----- GIVEN INFORMATION

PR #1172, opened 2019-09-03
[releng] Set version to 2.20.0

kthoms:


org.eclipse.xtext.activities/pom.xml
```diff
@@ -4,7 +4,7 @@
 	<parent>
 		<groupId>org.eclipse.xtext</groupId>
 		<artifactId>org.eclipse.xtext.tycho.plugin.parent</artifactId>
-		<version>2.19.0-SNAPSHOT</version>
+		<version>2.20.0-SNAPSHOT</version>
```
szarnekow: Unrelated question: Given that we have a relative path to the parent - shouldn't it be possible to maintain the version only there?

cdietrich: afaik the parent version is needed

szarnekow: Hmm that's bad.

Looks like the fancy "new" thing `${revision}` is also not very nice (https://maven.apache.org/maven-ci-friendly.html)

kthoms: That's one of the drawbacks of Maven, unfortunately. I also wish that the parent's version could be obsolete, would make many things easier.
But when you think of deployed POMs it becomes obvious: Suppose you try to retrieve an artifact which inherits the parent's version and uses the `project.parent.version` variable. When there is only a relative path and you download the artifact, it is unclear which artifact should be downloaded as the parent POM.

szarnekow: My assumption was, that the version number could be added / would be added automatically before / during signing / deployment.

----------

**WHAT YOU WILL DO:** Wherever a line of the entries holds the string "relative", copy that line.

**ANSWER SPACE:**
szarnekow: Unrelated question: Given that we have a relative path to the parent - shouldn't it be possible to maintain the version only there?
But when you think of deployed POMs it becomes obvious: Suppose you try to retrieve an artifact which inherits the parent's version and uses the `project.parent.version` variable. When there is only a relative path and you download the artifact, it is unclear which artifact should be downloaded as the parent POM.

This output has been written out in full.